PR #1285, opened 2022-09-02
Issue 1262

niharika2k00:
Fix column `url_config` in table aws_lambda_function to return nil incase of `aws gov cloud.`


aws/table_aws_lambda_function.go
```diff
@@ -362,6 +362,17 @@ func getLambdaFunctionUrlConfig(ctx context.Context, d *plugin.QueryData, h *plu
 
 	functionName := functionName(h.Item)
 
+	commonColumnData, err := getCommonColumns(ctx, d, h)
+	if err != nil {
+		return nil, err
+	}
+
+	awsCommonData := commonColumnData.(*awsCommonColumnData)
+	if awsCommonData.Partition == "aws-us-gov"{
```
cbruno10, line 371:
```suggestion
	if awsCommonData.Partition == "aws-us-gov" {
```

- **TASK STATEMENT**
Would you please copy all lines in the data that contain the word "Partition"?

- **EXERCISE OUTPUT**
+	if awsCommonData.Partition == "aws-us-gov"{
	if awsCommonData.Partition == "aws-us-gov" {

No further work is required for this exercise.